Re: Questions about bitrot and RAID 5/6

Phil Turmel <philip@xxxxxxxxxx> · Fri, 24 Jan 2014 08:22:38 -0500

Hi Chris,

[BTW, reply-to-all is proper etiquette on kernel.org lists.  You keep
dropping CCs.]

On 01/23/2014 04:38 PM, Chris Murphy wrote:
> 
> On Jan 23, 2014, at 11:53 AM, Phil Turmel <philip@xxxxxxxxxx> wrote:
> 

>> 2a) Experience hardware failure on one drive followed by 2b) an 
>> unrecoverable read error in another drive.  You can expect a
>> hardware failure rate of a few percent per year.  Then, when
>> rebuilding on the replacement drive, the odds skyrocket.  On large
>> arrays, the odds of data loss are little different from the odds of
>> a hardware failure in the first place.
> 
> Yes I understand this, but 2a and 2b occurring at the same time also
> seems very improbable with enterprise drives and regularly scheduled
> scrubs.
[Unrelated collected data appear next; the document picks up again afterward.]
PR #10619, opened 2024-09-26
[backport 2.11] schema: allow _cluster update after join

### LINKED ISSUE #10549: [2.11 only] Any update of an existing record to `box.space._cluster` fails, even if instance id/uuid is untouched.
When I try to update an existing entry in space `_cluster` and add a new field to it, I receive an error: `error: The local instance id 1 is read-only`.

Happens due to `replica_check_id()`:
https://github.com/tarantool/tarantool/blob/8cebbf2cad5dec84d669ab24cf8c0f6ec8856538/src/box/replication.cc#L235-L251

```
tarantool> box.space._cluster:fselect{}
---
- - +-----+--------------------------------------+
  - ǀ id  ǀ                 uuid                 ǀ
  - +-----+--------------------------------------+
  - ǀ  1  ǀ"a8f6b359-d54d-4010-90ea-20e4ce680d04"ǀ
  - +-----+--------------------------------------+
...

tarantool> box.space._cluster:update({1}, {{'=', 3, 'my_name'}})
---
- error: The local instance id 1 is read-only
...

tarantool> tup=box.space._cluster:get{1}
---
...

tarantool> tup = tup:update{{'=', 3, 'my_name'}}
---
...

tarantool> tup
---
- [1, 'a8f6b359-d54d-4010-90ea-20e4ce680d04', 'my_name']
...

tarantool> box.space._cluster:replace(tup)
---
- error: The local instance id 1 is read-only
...
```

This was fixed in 3.0+, because instance names introduction demanded this change, so now we only have to fix 2.11.4 for the sake of upgrade procedure easening in scope of https://github.com/tarantool/tarantool/issues/10311

Serpentian:
The function replica_check_id() is called on any change in
_cluster: insert, delete, update. It was supposed to check if the
replica ID is valid - not nil, not out of range (VCLOCK_MAX).

But it was also raising an error when the ID matched this
instance's ID unless the instance was joining. That happened even
if a _cluster tuple was updated without changing the ID at all.
For example, if one would just do
_cluster:replace(_cluster:get(box.info.id)).

Better do the check in the only place where the mutation can
happen - on deletion. Since replica ID is a primary key in
_cluster, it can't be updated there. Only inserted or deleted.

This commit is backported to 2.11, since we want to allow using
persistent names as early as we can in order to simplify the upgrade
process. We also bump the schema version in the following commit in
order to distinguish this version from overs 2.11.X, where persistent
names doesn't work.

Closes https://github.com/tarantool/tarantool/issues/10549

NO_DOC=bugfix and refactoring
NO_CHANGELOG=cannot happen without touching system spaces
NO_TEST=too insignificant for an own test

(cherry picked from commit https://github.com/tarantool/tarantool/commit/cb8f4715c58aeaa5008888b66a328f200198a93c)


src/box/alter.cc
Totktonada, line 1: I would rewrite the commit message in context of our reason to backport it to 2.11. The original message is misleading, when it is out of the original patch series.

See d8460466680f07f7cd75c4a1b273f20a18a2f3a5 or 46be3c9942c99fd7e8211b143bdd27bb892353bc for example.

Totktonada (approved):
No objections from my side. Thanks!

src/box/alter.cc
Serpentian: Fixed the commit msg

sergepetrenko (approved):
Thanks!
LGTM.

That's the context I'm coming from.

No, they aren't improbable.  That's my point.  For consumer drives, you
can expect a new URE every 12T or so read, on average.  (Based on
claimed URE rates.)  So big arrays (tens of terabytes) are likely find a
*new* URE on *every* scrub, even if they are back-to-back.  And on
rebuild after a hardware failure, which also reads the entire array.

> What are the odds of a latent sector error resulting in a read
> failure, within ~14 days from the most recent scrub? And with
> enterprise drives that by design have the proper SCT ERC value? And
> at the same time as a single disk failure? It seems like a rather low
> probability. I'd sooner expect to see a 2nd disk failure before the
> rebuild completes.

It's not even close.  The URE on rebuild is near *certain* on very large
arrays.

Enterprise drives push the URE rate down another factor of ten, so the
problem is most apparent on arrays of high tens of T or hundreds of T.
But enterprise customers are even more concerned with data loss, moving
the threshold right back.  And if you are a data center with thousands
of drives, the hardware failure rate is noticeable.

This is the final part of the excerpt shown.